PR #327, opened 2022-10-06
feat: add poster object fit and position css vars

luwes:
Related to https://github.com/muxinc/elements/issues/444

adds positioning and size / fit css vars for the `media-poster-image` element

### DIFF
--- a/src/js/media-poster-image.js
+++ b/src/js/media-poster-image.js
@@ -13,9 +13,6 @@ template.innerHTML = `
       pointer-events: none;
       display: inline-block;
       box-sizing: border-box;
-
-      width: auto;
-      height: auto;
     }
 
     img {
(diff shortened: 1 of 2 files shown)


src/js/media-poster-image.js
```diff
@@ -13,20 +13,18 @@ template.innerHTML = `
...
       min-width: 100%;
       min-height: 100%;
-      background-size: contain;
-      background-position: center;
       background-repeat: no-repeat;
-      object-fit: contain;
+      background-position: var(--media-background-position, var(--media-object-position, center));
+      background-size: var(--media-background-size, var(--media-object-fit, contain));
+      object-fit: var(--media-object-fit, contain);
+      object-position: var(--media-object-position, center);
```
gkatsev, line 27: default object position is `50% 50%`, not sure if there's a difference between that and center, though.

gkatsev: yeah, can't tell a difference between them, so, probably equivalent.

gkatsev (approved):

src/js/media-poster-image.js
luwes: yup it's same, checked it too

___

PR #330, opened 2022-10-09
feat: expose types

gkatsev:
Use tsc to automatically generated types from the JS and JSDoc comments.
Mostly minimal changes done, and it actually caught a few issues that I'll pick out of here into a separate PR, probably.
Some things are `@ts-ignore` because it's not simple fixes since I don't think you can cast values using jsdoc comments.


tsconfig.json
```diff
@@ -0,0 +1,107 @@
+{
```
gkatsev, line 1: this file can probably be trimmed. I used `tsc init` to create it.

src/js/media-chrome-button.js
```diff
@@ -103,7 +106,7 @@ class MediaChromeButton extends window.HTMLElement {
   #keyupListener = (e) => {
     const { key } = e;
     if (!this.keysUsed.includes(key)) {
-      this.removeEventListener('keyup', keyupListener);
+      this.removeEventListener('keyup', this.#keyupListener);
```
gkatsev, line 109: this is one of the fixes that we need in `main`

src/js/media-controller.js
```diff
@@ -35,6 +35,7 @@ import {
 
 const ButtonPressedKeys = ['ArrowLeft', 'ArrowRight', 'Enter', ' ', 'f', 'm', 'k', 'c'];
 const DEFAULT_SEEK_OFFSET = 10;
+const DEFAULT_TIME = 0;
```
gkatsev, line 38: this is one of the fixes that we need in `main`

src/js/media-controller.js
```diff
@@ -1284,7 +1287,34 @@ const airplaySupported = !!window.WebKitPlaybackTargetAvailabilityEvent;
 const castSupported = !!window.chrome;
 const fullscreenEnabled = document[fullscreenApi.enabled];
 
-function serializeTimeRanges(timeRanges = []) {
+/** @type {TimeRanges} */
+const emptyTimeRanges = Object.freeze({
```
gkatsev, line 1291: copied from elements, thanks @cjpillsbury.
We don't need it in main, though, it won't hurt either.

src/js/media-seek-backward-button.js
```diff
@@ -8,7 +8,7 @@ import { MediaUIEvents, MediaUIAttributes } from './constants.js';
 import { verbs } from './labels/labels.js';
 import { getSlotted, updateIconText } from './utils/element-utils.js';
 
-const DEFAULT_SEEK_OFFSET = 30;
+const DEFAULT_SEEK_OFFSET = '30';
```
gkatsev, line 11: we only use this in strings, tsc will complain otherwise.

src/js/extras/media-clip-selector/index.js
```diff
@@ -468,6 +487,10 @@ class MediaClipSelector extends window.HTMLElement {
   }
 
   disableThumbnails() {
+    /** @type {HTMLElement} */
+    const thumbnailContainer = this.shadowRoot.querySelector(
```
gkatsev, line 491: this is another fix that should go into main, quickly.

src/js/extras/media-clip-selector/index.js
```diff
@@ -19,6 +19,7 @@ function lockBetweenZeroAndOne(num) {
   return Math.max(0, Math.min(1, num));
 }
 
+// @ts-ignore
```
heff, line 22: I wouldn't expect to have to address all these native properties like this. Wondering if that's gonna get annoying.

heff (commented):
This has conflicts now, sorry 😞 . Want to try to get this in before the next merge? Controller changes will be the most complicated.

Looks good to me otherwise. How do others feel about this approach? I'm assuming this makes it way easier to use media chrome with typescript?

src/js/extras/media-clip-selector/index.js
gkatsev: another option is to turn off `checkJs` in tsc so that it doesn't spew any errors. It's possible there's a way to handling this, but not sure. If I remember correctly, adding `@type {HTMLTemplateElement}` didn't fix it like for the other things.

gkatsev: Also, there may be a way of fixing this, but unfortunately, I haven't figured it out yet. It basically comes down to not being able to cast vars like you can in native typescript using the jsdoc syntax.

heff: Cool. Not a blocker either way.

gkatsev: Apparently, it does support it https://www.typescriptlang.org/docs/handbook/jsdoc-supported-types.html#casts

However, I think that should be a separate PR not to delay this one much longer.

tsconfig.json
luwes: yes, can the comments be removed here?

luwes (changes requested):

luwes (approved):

___

• Task instructions: Using the entries above, repeat only the lines from the one containing "PR #327, opened 2022-10-06" through the one containing "pointer-events: none;", end lines included.

• Solution to the problem:
PR #327, opened 2022-10-06
feat: add poster object fit and position css vars

luwes:
Related to https://github.com/muxinc/elements/issues/444

adds positioning and size / fit css vars for the `media-poster-image` element

### DIFF
--- a/src/js/media-poster-image.js
+++ b/src/js/media-poster-image.js
@@ -13,9 +13,6 @@ template.innerHTML = `
       pointer-events: none;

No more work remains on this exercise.